→ Exercise: Establish how many lines in the entries hold the string "class". The number by itself is the whole answer.

BEGIN

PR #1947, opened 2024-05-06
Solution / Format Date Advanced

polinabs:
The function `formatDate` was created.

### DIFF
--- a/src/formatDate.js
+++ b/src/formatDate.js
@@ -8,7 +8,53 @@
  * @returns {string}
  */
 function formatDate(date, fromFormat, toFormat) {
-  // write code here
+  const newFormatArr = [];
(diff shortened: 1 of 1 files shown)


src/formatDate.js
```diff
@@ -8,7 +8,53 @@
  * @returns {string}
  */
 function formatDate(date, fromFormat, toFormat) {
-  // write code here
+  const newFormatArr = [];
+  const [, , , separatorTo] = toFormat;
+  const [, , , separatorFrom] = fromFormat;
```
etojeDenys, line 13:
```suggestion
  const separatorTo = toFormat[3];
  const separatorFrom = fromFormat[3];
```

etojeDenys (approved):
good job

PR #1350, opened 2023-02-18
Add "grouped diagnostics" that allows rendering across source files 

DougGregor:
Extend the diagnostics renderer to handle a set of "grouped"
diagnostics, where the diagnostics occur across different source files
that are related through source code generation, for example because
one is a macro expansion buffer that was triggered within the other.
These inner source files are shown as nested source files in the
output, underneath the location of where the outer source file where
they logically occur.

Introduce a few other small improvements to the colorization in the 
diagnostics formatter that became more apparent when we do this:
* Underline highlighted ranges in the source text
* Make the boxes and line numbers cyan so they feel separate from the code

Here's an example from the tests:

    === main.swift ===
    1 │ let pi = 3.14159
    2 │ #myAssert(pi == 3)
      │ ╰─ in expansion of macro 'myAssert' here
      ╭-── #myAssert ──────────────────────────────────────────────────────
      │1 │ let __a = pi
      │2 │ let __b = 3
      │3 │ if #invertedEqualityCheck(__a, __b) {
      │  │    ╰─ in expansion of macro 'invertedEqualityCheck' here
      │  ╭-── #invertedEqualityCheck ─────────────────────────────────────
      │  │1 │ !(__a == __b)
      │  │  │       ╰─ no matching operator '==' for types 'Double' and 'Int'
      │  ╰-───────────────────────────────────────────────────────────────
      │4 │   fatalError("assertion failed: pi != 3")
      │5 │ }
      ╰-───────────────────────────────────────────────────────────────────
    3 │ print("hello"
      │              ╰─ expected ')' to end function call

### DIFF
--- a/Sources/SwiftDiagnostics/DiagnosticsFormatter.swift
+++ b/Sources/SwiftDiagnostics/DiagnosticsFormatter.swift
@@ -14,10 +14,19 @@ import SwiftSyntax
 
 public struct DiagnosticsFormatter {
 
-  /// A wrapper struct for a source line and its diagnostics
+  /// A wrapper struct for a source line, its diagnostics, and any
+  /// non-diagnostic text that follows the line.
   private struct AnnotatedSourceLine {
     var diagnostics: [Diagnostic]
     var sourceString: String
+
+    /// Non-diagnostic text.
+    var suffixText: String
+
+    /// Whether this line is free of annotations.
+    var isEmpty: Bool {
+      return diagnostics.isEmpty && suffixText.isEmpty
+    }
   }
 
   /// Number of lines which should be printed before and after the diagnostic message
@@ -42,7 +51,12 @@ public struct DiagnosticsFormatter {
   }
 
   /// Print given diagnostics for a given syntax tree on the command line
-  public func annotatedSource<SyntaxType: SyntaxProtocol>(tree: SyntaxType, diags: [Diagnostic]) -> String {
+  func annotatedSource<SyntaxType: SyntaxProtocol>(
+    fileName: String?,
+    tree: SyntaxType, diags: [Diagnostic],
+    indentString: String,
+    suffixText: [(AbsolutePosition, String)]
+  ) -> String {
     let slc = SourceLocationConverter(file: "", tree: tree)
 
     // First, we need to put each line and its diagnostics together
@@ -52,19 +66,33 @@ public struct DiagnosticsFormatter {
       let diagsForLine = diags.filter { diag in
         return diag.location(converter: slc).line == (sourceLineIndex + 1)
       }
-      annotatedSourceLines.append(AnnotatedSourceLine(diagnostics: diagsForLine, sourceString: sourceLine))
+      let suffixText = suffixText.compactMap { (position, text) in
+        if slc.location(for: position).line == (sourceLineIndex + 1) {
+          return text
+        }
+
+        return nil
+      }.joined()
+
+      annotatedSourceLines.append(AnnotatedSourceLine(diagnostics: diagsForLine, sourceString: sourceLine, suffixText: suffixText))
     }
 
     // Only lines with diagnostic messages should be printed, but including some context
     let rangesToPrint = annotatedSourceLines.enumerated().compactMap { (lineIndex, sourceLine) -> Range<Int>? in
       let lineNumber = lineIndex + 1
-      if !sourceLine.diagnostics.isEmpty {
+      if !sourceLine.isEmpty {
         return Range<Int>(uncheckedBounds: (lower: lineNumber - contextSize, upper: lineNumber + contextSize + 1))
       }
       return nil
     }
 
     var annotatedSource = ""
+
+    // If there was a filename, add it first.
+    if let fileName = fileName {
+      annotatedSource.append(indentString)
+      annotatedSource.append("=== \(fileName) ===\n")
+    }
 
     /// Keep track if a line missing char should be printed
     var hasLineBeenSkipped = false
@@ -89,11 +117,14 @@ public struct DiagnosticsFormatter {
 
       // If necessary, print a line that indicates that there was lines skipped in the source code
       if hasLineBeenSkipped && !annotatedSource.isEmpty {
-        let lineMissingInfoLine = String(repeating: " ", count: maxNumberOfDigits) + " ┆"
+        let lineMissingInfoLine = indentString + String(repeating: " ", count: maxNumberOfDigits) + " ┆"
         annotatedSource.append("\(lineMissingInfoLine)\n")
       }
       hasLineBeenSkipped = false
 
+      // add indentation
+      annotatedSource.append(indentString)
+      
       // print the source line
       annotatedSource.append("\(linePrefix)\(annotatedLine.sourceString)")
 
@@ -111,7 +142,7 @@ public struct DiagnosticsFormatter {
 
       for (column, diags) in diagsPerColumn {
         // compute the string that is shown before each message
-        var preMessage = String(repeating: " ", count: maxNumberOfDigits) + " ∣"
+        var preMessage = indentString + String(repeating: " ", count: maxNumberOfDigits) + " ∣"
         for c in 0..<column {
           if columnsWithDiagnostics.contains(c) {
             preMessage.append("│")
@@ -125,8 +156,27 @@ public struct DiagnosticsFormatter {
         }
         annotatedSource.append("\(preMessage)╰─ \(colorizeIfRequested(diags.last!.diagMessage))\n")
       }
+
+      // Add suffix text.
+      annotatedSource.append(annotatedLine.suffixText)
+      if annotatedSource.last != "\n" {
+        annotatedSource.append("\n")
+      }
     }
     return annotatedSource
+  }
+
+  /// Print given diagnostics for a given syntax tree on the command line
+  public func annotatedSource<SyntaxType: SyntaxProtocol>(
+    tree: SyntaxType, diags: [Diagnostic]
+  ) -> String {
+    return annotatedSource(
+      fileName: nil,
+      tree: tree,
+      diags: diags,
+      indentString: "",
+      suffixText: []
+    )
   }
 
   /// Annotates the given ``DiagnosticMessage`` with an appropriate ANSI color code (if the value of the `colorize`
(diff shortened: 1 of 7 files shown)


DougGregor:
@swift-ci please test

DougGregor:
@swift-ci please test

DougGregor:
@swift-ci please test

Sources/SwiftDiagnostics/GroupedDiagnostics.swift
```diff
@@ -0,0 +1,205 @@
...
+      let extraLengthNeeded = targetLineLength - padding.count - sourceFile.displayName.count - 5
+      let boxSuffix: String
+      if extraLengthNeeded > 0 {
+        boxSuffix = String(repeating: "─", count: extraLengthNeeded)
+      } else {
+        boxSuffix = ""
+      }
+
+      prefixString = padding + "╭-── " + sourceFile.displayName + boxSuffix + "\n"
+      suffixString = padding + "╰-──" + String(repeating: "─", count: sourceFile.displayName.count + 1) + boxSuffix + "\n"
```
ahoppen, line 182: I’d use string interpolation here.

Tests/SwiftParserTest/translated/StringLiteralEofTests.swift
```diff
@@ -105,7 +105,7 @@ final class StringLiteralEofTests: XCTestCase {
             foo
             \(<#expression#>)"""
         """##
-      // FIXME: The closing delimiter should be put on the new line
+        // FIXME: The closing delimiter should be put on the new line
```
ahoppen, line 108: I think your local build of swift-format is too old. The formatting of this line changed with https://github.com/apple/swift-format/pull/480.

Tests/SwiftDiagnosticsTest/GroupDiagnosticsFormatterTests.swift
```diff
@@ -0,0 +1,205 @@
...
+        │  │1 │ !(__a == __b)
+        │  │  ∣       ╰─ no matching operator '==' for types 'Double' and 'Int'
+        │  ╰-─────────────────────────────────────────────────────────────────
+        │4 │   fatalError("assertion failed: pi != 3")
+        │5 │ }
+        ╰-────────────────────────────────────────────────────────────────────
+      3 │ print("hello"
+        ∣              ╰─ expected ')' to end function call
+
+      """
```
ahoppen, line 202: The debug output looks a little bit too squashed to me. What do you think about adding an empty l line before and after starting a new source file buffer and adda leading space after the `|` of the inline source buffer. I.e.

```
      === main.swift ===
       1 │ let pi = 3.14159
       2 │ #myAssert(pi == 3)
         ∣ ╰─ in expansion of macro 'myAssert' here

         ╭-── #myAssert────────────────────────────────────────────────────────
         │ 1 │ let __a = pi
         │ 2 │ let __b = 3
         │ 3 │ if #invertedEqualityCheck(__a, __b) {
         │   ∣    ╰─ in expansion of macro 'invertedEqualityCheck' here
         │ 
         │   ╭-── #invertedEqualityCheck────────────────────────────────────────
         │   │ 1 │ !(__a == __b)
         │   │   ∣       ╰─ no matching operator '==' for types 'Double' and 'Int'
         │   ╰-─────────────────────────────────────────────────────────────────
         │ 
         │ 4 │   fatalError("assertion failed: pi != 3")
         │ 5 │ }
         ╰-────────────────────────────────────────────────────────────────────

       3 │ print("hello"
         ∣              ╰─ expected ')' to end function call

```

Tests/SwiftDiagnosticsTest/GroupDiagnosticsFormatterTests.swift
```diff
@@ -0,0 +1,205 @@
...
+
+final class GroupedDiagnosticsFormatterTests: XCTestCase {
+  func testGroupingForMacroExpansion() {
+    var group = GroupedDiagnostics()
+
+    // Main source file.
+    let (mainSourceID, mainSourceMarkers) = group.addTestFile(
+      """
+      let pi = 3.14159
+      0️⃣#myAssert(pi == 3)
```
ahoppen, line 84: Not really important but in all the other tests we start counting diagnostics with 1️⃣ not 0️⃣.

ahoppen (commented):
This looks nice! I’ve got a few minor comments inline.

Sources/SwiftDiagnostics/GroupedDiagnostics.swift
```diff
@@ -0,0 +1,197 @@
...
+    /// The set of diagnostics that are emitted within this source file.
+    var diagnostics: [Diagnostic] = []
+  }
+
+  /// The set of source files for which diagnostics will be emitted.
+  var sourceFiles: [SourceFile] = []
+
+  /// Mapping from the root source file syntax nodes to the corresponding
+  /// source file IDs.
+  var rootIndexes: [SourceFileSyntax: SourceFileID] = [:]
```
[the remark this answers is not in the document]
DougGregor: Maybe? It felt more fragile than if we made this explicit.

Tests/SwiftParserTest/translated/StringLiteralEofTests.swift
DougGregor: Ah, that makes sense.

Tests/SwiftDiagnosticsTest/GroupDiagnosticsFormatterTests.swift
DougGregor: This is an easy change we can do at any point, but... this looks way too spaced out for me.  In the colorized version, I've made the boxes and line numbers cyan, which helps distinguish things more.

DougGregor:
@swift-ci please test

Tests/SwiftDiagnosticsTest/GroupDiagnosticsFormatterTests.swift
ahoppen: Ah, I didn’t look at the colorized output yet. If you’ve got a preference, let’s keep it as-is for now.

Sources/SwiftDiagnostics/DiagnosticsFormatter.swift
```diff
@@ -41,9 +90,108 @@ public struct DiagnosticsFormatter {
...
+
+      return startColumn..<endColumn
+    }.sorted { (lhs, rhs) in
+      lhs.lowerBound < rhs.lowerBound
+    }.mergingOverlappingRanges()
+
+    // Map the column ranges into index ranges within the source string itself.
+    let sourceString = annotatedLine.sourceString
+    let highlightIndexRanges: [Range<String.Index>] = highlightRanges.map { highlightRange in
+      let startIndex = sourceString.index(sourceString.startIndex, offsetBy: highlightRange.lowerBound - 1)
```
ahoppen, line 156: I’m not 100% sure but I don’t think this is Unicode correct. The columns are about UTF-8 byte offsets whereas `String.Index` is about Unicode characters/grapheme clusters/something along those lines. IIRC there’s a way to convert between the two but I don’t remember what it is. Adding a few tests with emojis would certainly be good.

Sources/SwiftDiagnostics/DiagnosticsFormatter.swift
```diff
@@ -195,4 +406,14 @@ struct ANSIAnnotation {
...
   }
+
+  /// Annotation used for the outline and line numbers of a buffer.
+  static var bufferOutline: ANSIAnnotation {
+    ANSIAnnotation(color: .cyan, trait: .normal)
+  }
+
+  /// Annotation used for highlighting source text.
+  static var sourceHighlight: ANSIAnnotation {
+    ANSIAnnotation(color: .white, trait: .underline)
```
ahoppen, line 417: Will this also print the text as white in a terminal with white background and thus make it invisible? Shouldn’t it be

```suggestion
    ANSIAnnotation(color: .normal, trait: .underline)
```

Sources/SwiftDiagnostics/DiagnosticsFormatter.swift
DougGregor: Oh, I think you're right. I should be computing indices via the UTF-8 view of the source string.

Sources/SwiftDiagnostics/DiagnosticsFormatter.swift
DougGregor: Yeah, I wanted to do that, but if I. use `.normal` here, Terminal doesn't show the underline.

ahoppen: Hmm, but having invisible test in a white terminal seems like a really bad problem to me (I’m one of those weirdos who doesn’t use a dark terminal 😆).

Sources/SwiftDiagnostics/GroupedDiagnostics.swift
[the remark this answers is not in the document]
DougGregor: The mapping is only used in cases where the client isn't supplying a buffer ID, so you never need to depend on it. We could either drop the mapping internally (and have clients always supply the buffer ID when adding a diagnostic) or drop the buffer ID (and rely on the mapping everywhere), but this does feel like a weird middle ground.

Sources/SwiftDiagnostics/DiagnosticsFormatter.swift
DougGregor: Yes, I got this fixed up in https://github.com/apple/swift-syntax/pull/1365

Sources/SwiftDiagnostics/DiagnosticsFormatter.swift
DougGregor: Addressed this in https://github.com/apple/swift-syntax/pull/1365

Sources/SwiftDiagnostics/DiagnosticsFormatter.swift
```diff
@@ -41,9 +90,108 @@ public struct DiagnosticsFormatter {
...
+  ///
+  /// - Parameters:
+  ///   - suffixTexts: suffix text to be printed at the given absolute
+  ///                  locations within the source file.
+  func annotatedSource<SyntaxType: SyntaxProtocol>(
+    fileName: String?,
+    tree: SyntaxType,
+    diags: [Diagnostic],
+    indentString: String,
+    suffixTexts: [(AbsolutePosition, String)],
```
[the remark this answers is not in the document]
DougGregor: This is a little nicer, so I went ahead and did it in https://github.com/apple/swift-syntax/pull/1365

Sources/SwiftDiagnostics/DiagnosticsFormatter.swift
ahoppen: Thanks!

END

→ Worked solution: 2